Transcribe the listing below exactly, leaving nothing out.

________________________________________

PR #48, opened 2017-09-15
Add current directory to python path when running test_submission

jorisvandenbossche:
This allows that local packages in the starting kit are importable

That is what we are doing for now in the https://github.com/ramp-kits/mars_craters starting kit, where there is a `workflow` directory with all the custom code we need for defining the workflow in problem.py (it is too much too put eg everything in problem.py)

### DIFF
--- a/rampwf/utils/testing.py
+++ b/rampwf/utils/testing.py
@@ -12,6 +12,10 @@ import numpy as np
 import cloudpickle as pickle
 
 
+import sys
+sys.path.append('')
+
+
 def _delete_line_from_file(f_name, line_to_delete):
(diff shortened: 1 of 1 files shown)


jorisvandenbossche:
I have to say that this is a bit of a hack, but the whole test_submission that imports `problem.py` using the `imp` module is somewhat hacky anyway.

kegl:
Fine with me. I know it's hacky, feel free to try to find a better solution. I actually use `imp` partly so that we can import files directly, without `.` being a module. So I think using `imp` also to import the workflow would also work.

kegl:
#279 solves this in an alternative way.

________________________________________

» **Response area**:
PR #48, opened 2017-09-15
Add current directory to python path when running test_submission

jorisvandenbossche:
This allows that local packages in the starting kit are importable

That is what we are doing for now in the https://github.com/ramp-kits/mars_craters starting kit, where there is a `workflow` directory with all the custom code we need for defining the workflow in problem.py (it is too much too put eg everything in problem.py)

### DIFF
--- a/rampwf/utils/testing.py
+++ b/rampwf/utils/testing.py
@@ -12,6 +12,10 @@ import numpy as np
 import cloudpickle as pickle
 
 
+import sys
+sys.path.append('')
+
+
 def _delete_line_from_file(f_name, line_to_delete):
(diff shortened: 1 of 1 files shown)


jorisvandenbossche:
I have to say that this is a bit of a hack, but the whole test_submission that imports `problem.py` using the `imp` module is somewhat hacky anyway.

kegl:
Fine with me. I know it's hacky, feel free to try to find a better solution. I actually use `imp` partly so that we can import files directly, without `.` being a module. So I think using `imp` also to import the workflow would also work.

kegl:
#279 solves this in an alternative way.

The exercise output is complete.